PR #1551, opened 2022-07-07
[release-5.4] LOG-2664: suppress type_name deprecation warnings

vparfonov:

### Description
Suppress high number of type deprecation logs, like:
`[types removal] Specifying types in bulk requests is deprecated.`

More details here: https://github.com/uken/fluent-plugin-elasticsearch/issues/766

/cc 
/assign 

/cherry-pick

*About this exercise*: All of the material must be written out again exactly.

*Answer section*:
PR #1551, opened 2022-07-07
[release-5.4] LOG-2664: suppress type_name deprecation warnings

vparfonov:

### Description
Suppress high number of type deprecation logs, like:
`[types removal] Specifying types in bulk requests is deprecated.`

More details here: https://github.com/uken/fluent-plugin-elasticsearch/issues/766

/cc 
/assign 

/cherry-pick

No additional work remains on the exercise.